What you should do: Lines of the data that contain the word "Bump" are the ones to copy.

------------------------------

PR #1384, opened 2020-06-09
Bump Go and Alpine Version

lindluni:
Bump Go to 1.14.4. This is also the first Go release to switch to alpine 3.12 with 1.14.3 being the last to support 3.11. Performing this update now will allow us to cross the alpine minor version barrier prior to our LTS release of 2.2 to give us time to test the stability of the release.


sykesm (approved):
Nit, but I think we should be updating the version in the vagrant box as well. While it's rarely used, it is a working, viable development environment.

------------------------------

Response to this task:
Bump Go and Alpine Version
Bump Go to 1.14.4. This is also the first Go release to switch to alpine 3.12 with 1.14.3 being the last to support 3.11. Performing this update now will allow us to cross the alpine minor version barrier prior to our LTS release of 2.2 to give us time to test the stability of the release.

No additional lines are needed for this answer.